The task: Below are the records; output them exactly from the first line through the line with "begins or ends", stopping there.
Start of Block
PR #97, opened 2020-09-03
Add a banner to the theme!

caylahamann:
adds a banner component to theme for marketing! 

Screen Shot 2020-09-04 at 5 56 31 PM
Screen Shot 2020-09-04 at 5 56 50 PM

### DIFF
--- a/packages/gatsby-theme-newrelic/gatsby-node.js
+++ b/packages/gatsby-theme-newrelic/gatsby-node.js
@@ -27,6 +27,11 @@ exports.createSchemaCustomization = ({ actions }) => {
       contentPadding: String
       maxWidth: String
     }
+
+    type MdxFrontmatter @infer {
+      startDate: Date @dateformat(formatString: "YYYY-MM-DD")
+      endDate: Date @dateformat(formatString: "YYYY-MM-DD")
+    }
   `);
 };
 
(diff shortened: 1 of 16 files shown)


zstix:
Screen Shot 2020-09-03 at 4 46 34 PM

I cleaned up the styles a little and set up a system for us to define and use pre-built banner styles (similar to how we handle the `<Button>` component).

Some things we should still consider:
* Persisting the banner closed state (only show again when content has changed)
* Adding the ability to specify start / end times so that we don't need to push code exactly when a marketing event begins or ends

packages/gatsby-theme-newrelic/gatsby-node.js
```diff
@@ -6,11 +6,17 @@ const uniq = (arr) => [...new Set(arr)];
...
   const { program } = store.getState();
   const imagePath = path.join(program.directory, 'src/images');
+  const announcementsPath = path.join(program.directory, 'src/announcements');
 
   if (!fs.existsSync(imagePath)) {
     reporter.info('creating the images directory');
     fs.mkdirSync(imagePath, { recursive: true });
   }
+
+  if (!fs.existsSync(announcementsPath)) {
```
caylahamann, line 16: what is this checking here?

zstix: This checks if an announcements directory exists in the filesystem. If not, it will create an `announcements` directory.

zstix (approved):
End of Block
Response:
PR #97, opened 2020-09-03
Add a banner to the theme!

caylahamann:
adds a banner component to theme for marketing! 

Screen Shot 2020-09-04 at 5 56 31 PM
Screen Shot 2020-09-04 at 5 56 50 PM

### DIFF
--- a/packages/gatsby-theme-newrelic/gatsby-node.js
+++ b/packages/gatsby-theme-newrelic/gatsby-node.js
@@ -27,6 +27,11 @@ exports.createSchemaCustomization = ({ actions }) => {
       contentPadding: String
       maxWidth: String
     }
+
+    type MdxFrontmatter @infer {
+      startDate: Date @dateformat(formatString: "YYYY-MM-DD")
+      endDate: Date @dateformat(formatString: "YYYY-MM-DD")
+    }
   `);
 };
 
(diff shortened: 1 of 16 files shown)


zstix:
Screen Shot 2020-09-03 at 4 46 34 PM

I cleaned up the styles a little and set up a system for us to define and use pre-built banner styles (similar to how we handle the `<Button>` component).

Some things we should still consider:
* Persisting the banner closed state (only show again when content has changed)
* Adding the ability to specify start / end times so that we don't need to push code exactly when a marketing event begins or ends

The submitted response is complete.